En 1996 se licenció y en el 97 aprobó su
examen de acceso a la abogacía. En 2003 obtiene un título de máster en Derecho
Internacional, y posteriormente se doctora en este ámbito, especializándose en
los conflictos de fronteras en África ante el Tribunal Internacional de La
Haya. “Hoy continúo con mi promesa de defender a los saharauis que sufren
torturas. Formo parte de un equipo de abogados que trabajamos de manera
voluntaria”.
El papel de Mohammed Fadel Leili, junto con
sus tres compañeros, está considerado como determinante por los miembros de las
asociaciones saharauis de Derechos Humanos. Precisamente en 2011 recibieron el
premio de la Fundación Abogados de Atocha, un premio que el Consejo General de
la Abogacía Española se ha comprometido a impulsar mediante un convenio
suscrito el pasado mes de mayo.
Nadie mejor que este equipo de cuatro
abogados saharauis, tres de los cuales han sido víctimas de desapariciones
forzosas y tortura, puede entender el sufrimiento de las personas a las que
defienden. “No nos gusta nada el sistema jurídico, pero tenemos la obligación
de controlar todos sus resortes.
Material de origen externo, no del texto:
PR #254, opened 2023-02-23
fix: file upload on safari

connorhaugh:
This PR switches out the form control select component for the dropdown component, as the result of this dropdown is to open a file upload dialog.

An upload dialog cannot be opened from a non-user action. 

A select's on change event is not a user action, so the component cannot be used.

Some minor styling changes may occur, but I tried to match the experiences as best I could, particularly re: a11y.

### DIFF
--- a/src/editors/containers/VideoEditor/components/VideoSettingsModal/components/TranscriptWidget/LanguageSelector.jsx
+++ b/src/editors/containers/VideoEditor/components/VideoSettingsModal/components/TranscriptWidget/LanguageSelector.jsx
@@ -113,36 +113,6 @@ export const LanguageSelector = ({
   );
 };
 
-/* <div className="col col-11 p-0">
-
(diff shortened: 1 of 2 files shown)


src/editors/containers/VideoEditor/components/VideoSettingsModal/components/TranscriptWidget/LanguageSelector.jsx
```diff
@@ -54,27 +59,57 @@ export const LanguageSelector = ({
...
   });
+  console.log({ localLang, language, openLanguages });
+
+  const getTitle = () => {
+    if (Object.prototype.hasOwnProperty.call(videoTranscriptLanguages, language)) {
+      return (
+        <ActionRow>
+          {videoTranscriptLanguages[language]}
+          <ActionRow.Spacer />
+          <Icon className="text-primary-500" src={Check} />
```
KristinAoki, line 70: Is there a reason for the check here? There isn't one in the mocks, only when you are looking at the dropdown list.

KristinAoki (approved):
Functionality is good on Safari and Chrome. Left one comment, a small ui request, but it is not blocking for merge.

src/editors/containers/VideoEditor/components/VideoSettingsModal/components/TranscriptWidget/LanguageSelector.jsx
connorhaugh: mmm I can give it a fix later if people get mad. Some paragon selects have them when you have an item selected.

Sufrimos cuando vemos injusticias con el único
motivo de que los acusados son saharauis. Los jueces marroquíes cometen un
delito cuando desplazan el derecho que se debería aplicar aquí. Nuestra
experiencia como equipo de abogados es importante, la usaremos cuando diseñemos
nuestro propio sistema. Cuando el Sahara sea libre”.